> [Exercise instructions]:
Every entry needs to appear again exactly as written below.

> [Given information]:
○ ○ ○ ○ ○ ○ ○
PR #2690, opened 2024-05-09
ASR -> CPython: Add visitors for `ListConstant`, `TupleConstant` & `SetConstant`

kmr-srbh:
```python
from lpython import i32, f64

my_first_list: list[i32] = [1, 2, 3 , 4]
print(my_first_list)

my_second_list: list[str] = ["a", "b", "c", "d"]
print(my_second_list)

my_third_list: list[list[i32]] = [[1, 2], [3, 4], [5, 6]]
print(my_third_list)

my_fourth_list: list[list[f64]] = [[1.0, 2.2], [3.6, 4.9], [5.1, 6.3]]
print(my_fourth_list)

my_first_tuple: tuple[i32, str, f64] = (1, "hello", 2.4)
print(my_first_tuple)

my_second_tuple: tuple[tuple[i32, str], str] = ((1, "hello"), "world")
print(my_second_tuple)

my_first_set: set[i32] = {1, 2, 3, 2, 4}
print(my_first_set)

my_second_set: set[f64] = {1.1, 2.5, 6.8}
print(my_second_set)

my_third_set: set[str] = {"a", "b", "a", "c"}
print(my_third_set)
```

```console
(base) saurabh-kumar@Awadh:~/Projects/System/lpython$ ./src/bin/lpython ./examples/example.py --show-python
def __main__global_init():
    my_first_list = [1, 2, 3, 4]
    my_second_list = ["a", "b", "c", "d"]
    my_third_list = [[1, 2], [3, 4], [5, 6]]
    my_fourth_list = [[1.000000, 2.200000], [3.600000, 4.900000], [5.100000, 6.300000]]
    my_first_tuple = (1, "hello", 2.400000)
    my_second_tuple = ((1, "hello"), "world")
    my_first_set = {1, 2, 3, 2, 4}
    my_second_set = {1.100000, 2.500000, 6.800000}
    my_third_set = {"a", "b", "a", "c"}
def __main__global_stmts():
    print(my_first_list)
    print(my_second_list)
    print(my_third_list)
    print(my_fourth_list)
    print(my_first_tuple)
    print(my_second_tuple)
    print(my_first_set)
    print(my_second_set)
    print(my_third_set)
```

### TODO
- [X] Add tests


kmr-srbh:
@Shaikh-Ubaid what are your thoughts on this, is this the right way to do it? Could you please guide me on adding tests for this?

src/libasr/codegen/asr_to_python.cpp
```diff
@@ -619,6 +622,23 @@ class ASRToLpythonVisitor : public ASR::BaseVisitor<ASRToLpythonVisitor>
...
+        r += "[";
+        size_t i = 0;
+        while (i < x.n_args - 1) {
+            visit_expr(*x.m_args[i]);
+            r += s;
+            r += ", ";
+            i++;
+        }
+        visit_expr(*x.m_args[i]);
+        r += s;
```
nikabot, line 636: This is good, but why don't we follow the same method as we do for other visitors
```suggestion
        for (size_t I =0 ; I < x.n_args; i++) {
            this->visit_use_symbol(*x.m_args[i]);
            r.append(s);
            if (i < x.n_args-1) r.append(", ");
        }
```

Can you do the same for other PR's as well.
Otherwise, looks good.

Shaikh-Ubaid: Yes, we should follow similar to other visitors.

kmr-srbh: @Shaikh-Ubaid @nikabot I do not see the `visit_use_symbol` visitor used anywhere in the code-base. I think it is not yet part of LPython now.

image

src/libasr/codegen/asr_to_python.cpp
```diff
@@ -619,6 +622,23 @@ class ASRToLpythonVisitor : public ASR::BaseVisitor<ASRToLpythonVisitor>
         s = r;
     }
 
+    void visit_ListConstant(const ASR::ListConstant_t &x) {
```
Shaikh-Ubaid, line 625: Looking into your PRs https://github.com/lcompilers/lpython/pull/2690, https://github.com/lcompilers/lpython/pull/2691, https://github.com/lcompilers/lpython/pull/2692, I think the visitors implemented can have a common implementation using a templated function.

For example your `visit_List/Tuple/SetConstant()` can look like

```console
void visit_ListConstant(const ASR::ListConstant_t &x) {
    visit_AggregateConstant(x.n_args, x.m_args, "[", "]");
}

void visit_TupleConstant(const ASR::TupleConstant_t &x) {
    visit_AggregateConstant(x.n_elements, x.m_elements, "(", ")");
}

...
```

where `visit_AggregateConstant()` is the templated function. You can figure out the details for the arguments of this function.

src/libasr/codegen/asr_to_python.cpp
Shaikh-Ubaid: I think he just means `visit_expr`.

src/libasr/codegen/asr_to_python.cpp
kmr-srbh: @Shaikh-Ubaid I totally agree with you. Except `DictConstant_t`, we can have a common visitor like you mentioned for the rest data-structures. :+1:

Shaikh-Ubaid:
>Regarding tests, I think you enable tests for python in tests.toml and search for list1.py and add python=true.

Yes, let's just add one reference test that includes all three `list`, `tuple`, `set`. In the long term, we need an `integration_tests` approach for testing this.

src/libasr/codegen/asr_to_python.cpp
nikabot: Yes, I'm sorry, my bad.

kmr-srbh:
@Shaikh-Ubaid @nikabot since the visitors will be similar for 3 of 4 data-structures, shall I implement them and test them together? I think it would be fast this way. For `DictConstant`, we can have the separate PR.

Shaikh-Ubaid:
> @Shaikh-Ubaid @nikabot since the visitors will be similar for 3 of 4 data-structures, shall I implement them and test them together? I think it would be fast this way. For `DictConstant`, we can have the separate PR.

Yes.

kmr-srbh:
@Shaikh-Ubaid @nikabot what can be a better name for the test file?

src/libasr/codegen/asr_to_python.cpp
```diff
@@ -150,6 +150,15 @@ class ASRToLpythonVisitor : public ASR::BaseVisitor<ASRToLpythonVisitor>
             } case ASR::ttypeType::Logical : {
                 r = "bool";
                 break;
+            } case ASR::ttypeType::List : {
+                r = ASRUtils::type_to_str_python(t);
+                break;
+            } case ASR::ttypeType::Tuple : {
+                r = ASRUtils::type_to_str_python(t);
+                break;
+            }case ASR::ttypeType::Set : {
```
nikabot, line 159:
```suggestion
            } case ASR::ttypeType::List : 
              case ASR::ttypeType::Tuple :
              case ASR::ttypeType::Set : {
```

kmr-srbh: Please see https://github.com/lcompilers/lpython/pull/2691#discussion_r1595655576

Shaikh-Ubaid:
> what can be a better name for the test file?

`test_aggregate_constants` or something similar.

kmr-srbh:
Generated code verified using CPython interpreter 3.10.13.

Shaikh-Ubaid:
>Generated code verified using CPython interpreter v3.10.13.

@kmr-srbh the generated code does not work with CPython. There are couple things we will need to fix for it to work.

- call to `__main__global_init()` , `__main__global_stmts()` needs to be added at the end.
- ensure the variables defined in `__main__global_init()` are accessbile to `__main__global_stmts()`.
- and any other issues that we come across while fixing the above two

The above should be tackled in different PR and should not be part of this PR.

kmr-srbh:
> > Generated code verified using CPython interpreter v3.10.13.
> 
> @kmr-srbh the generated code does not work with CPython. There are couple things we will need to fix for it to work.
> 
>     * call to `__main__global_init()` , `__main__global_stmts()` needs to be added at the end.
> 
>     * ensure the variables defined in `__main__global_init()` are accessbile to `__main__global_stmts()`.
> 
>     * and any other issues that we come across while fixing the above two
> 
> 
> The above should be tackled in different PR and should not be part of this PR.

You are right @Shaikh-Ubaid. I had planned to look into this to get the CPython back-end working. A separate PR will be good! :+1:

Shaikh-Ubaid (approved):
○ ○ ○ ○ ○ ○ ○
> [Solution to the exercise]:
PR #2690, opened 2024-05-09
ASR -> CPython: Add visitors for `ListConstant`, `TupleConstant` & `SetConstant`

kmr-srbh:
```python
from lpython import i32, f64

my_first_list: list[i32] = [1, 2, 3 , 4]
print(my_first_list)

my_second_list: list[str] = ["a", "b", "c", "d"]
print(my_second_list)

my_third_list: list[list[i32]] = [[1, 2], [3, 4], [5, 6]]
print(my_third_list)

my_fourth_list: list[list[f64]] = [[1.0, 2.2], [3.6, 4.9], [5.1, 6.3]]
print(my_fourth_list)

my_first_tuple: tuple[i32, str, f64] = (1, "hello", 2.4)
print(my_first_tuple)

my_second_tuple: tuple[tuple[i32, str], str] = ((1, "hello"), "world")
print(my_second_tuple)

my_first_set: set[i32] = {1, 2, 3, 2, 4}
print(my_first_set)

my_second_set: set[f64] = {1.1, 2.5, 6.8}
print(my_second_set)

my_third_set: set[str] = {"a", "b", "a", "c"}
print(my_third_set)
```

```console
(base) saurabh-kumar@Awadh:~/Projects/System/lpython$ ./src/bin/lpython ./examples/example.py --show-python
def __main__global_init():
    my_first_list = [1, 2, 3, 4]
    my_second_list = ["a", "b", "c", "d"]
    my_third_list = [[1, 2], [3, 4], [5, 6]]
    my_fourth_list = [[1.000000, 2.200000], [3.600000, 4.900000], [5.100000, 6.300000]]
    my_first_tuple = (1, "hello", 2.400000)
    my_second_tuple = ((1, "hello"), "world")
    my_first_set = {1, 2, 3, 2, 4}
    my_second_set = {1.100000, 2.500000, 6.800000}
    my_third_set = {"a", "b", "a", "c"}
def __main__global_stmts():
    print(my_first_list)
    print(my_second_list)
    print(my_third_list)
    print(my_fourth_list)
    print(my_first_tuple)
    print(my_second_tuple)
    print(my_first_set)
    print(my_second_set)
    print(my_third_set)
```

### TODO
- [X] Add tests


kmr-srbh:
@Shaikh-Ubaid what are your thoughts on this, is this the right way to do it? Could you please guide me on adding tests for this?

src/libasr/codegen/asr_to_python.cpp
```diff
@@ -619,6 +622,23 @@ class ASRToLpythonVisitor : public ASR::BaseVisitor<ASRToLpythonVisitor>
...
+        r += "[";
+        size_t i = 0;
+        while (i < x.n_args - 1) {
+            visit_expr(*x.m_args[i]);
+            r += s;
+            r += ", ";
+            i++;
+        }
+        visit_expr(*x.m_args[i]);
+        r += s;
```
nikabot, line 636: This is good, but why don't we follow the same method as we do for other visitors
```suggestion
        for (size_t I =0 ; I < x.n_args; i++) {
            this->visit_use_symbol(*x.m_args[i]);
            r.append(s);
            if (i < x.n_args-1) r.append(", ");
        }
```

Can you do the same for other PR's as well.
Otherwise, looks good.

Shaikh-Ubaid: Yes, we should follow similar to other visitors.

kmr-srbh: @Shaikh-Ubaid @nikabot I do not see the `visit_use_symbol` visitor used anywhere in the code-base. I think it is not yet part of LPython now.

image

src/libasr/codegen/asr_to_python.cpp
```diff
@@ -619,6 +622,23 @@ class ASRToLpythonVisitor : public ASR::BaseVisitor<ASRToLpythonVisitor>
         s = r;
     }
 
+    void visit_ListConstant(const ASR::ListConstant_t &x) {
```
Shaikh-Ubaid, line 625: Looking into your PRs https://github.com/lcompilers/lpython/pull/2690, https://github.com/lcompilers/lpython/pull/2691, https://github.com/lcompilers/lpython/pull/2692, I think the visitors implemented can have a common implementation using a templated function.

For example your `visit_List/Tuple/SetConstant()` can look like

```console
void visit_ListConstant(const ASR::ListConstant_t &x) {
    visit_AggregateConstant(x.n_args, x.m_args, "[", "]");
}

void visit_TupleConstant(const ASR::TupleConstant_t &x) {
    visit_AggregateConstant(x.n_elements, x.m_elements, "(", ")");
}

...
```

where `visit_AggregateConstant()` is the templated function. You can figure out the details for the arguments of this function.

src/libasr/codegen/asr_to_python.cpp
Shaikh-Ubaid: I think he just means `visit_expr`.

src/libasr/codegen/asr_to_python.cpp
kmr-srbh: @Shaikh-Ubaid I totally agree with you. Except `DictConstant_t`, we can have a common visitor like you mentioned for the rest data-structures. :+1:

Shaikh-Ubaid:
>Regarding tests, I think you enable tests for python in tests.toml and search for list1.py and add python=true.

Yes, let's just add one reference test that includes all three `list`, `tuple`, `set`. In the long term, we need an `integration_tests` approach for testing this.

src/libasr/codegen/asr_to_python.cpp
nikabot: Yes, I'm sorry, my bad.

kmr-srbh:
@Shaikh-Ubaid @nikabot since the visitors will be similar for 3 of 4 data-structures, shall I implement them and test them together? I think it would be fast this way. For `DictConstant`, we can have the separate PR.

Shaikh-Ubaid:
> @Shaikh-Ubaid @nikabot since the visitors will be similar for 3 of 4 data-structures, shall I implement them and test them together? I think it would be fast this way. For `DictConstant`, we can have the separate PR.

Yes.

kmr-srbh:
@Shaikh-Ubaid @nikabot what can be a better name for the test file?

src/libasr/codegen/asr_to_python.cpp
```diff
@@ -150,6 +150,15 @@ class ASRToLpythonVisitor : public ASR::BaseVisitor<ASRToLpythonVisitor>
             } case ASR::ttypeType::Logical : {
                 r = "bool";
                 break;
+            } case ASR::ttypeType::List : {
+                r = ASRUtils::type_to_str_python(t);
+                break;
+            } case ASR::ttypeType::Tuple : {
+                r = ASRUtils::type_to_str_python(t);
+                break;
+            }case ASR::ttypeType::Set : {
```
nikabot, line 159:
```suggestion
            } case ASR::ttypeType::List : 
              case ASR::ttypeType::Tuple :
              case ASR::ttypeType::Set : {
```

kmr-srbh: Please see https://github.com/lcompilers/lpython/pull/2691#discussion_r1595655576

Shaikh-Ubaid:
> what can be a better name for the test file?

`test_aggregate_constants` or something similar.

kmr-srbh:
Generated code verified using CPython interpreter 3.10.13.

Shaikh-Ubaid:
>Generated code verified using CPython interpreter v3.10.13.

@kmr-srbh the generated code does not work with CPython. There are couple things we will need to fix for it to work.

- call to `__main__global_init()` , `__main__global_stmts()` needs to be added at the end.
- ensure the variables defined in `__main__global_init()` are accessbile to `__main__global_stmts()`.
- and any other issues that we come across while fixing the above two

The above should be tackled in different PR and should not be part of this PR.

kmr-srbh:
> > Generated code verified using CPython interpreter v3.10.13.
> 
> @kmr-srbh the generated code does not work with CPython. There are couple things we will need to fix for it to work.
> 
>     * call to `__main__global_init()` , `__main__global_stmts()` needs to be added at the end.
> 
>     * ensure the variables defined in `__main__global_init()` are accessbile to `__main__global_stmts()`.
> 
>     * and any other issues that we come across while fixing the above two
> 
> 
> The above should be tackled in different PR and should not be part of this PR.

You are right @Shaikh-Ubaid. I had planned to look into this to get the CPython back-end working. A separate PR will be good! :+1:

Shaikh-Ubaid (approved):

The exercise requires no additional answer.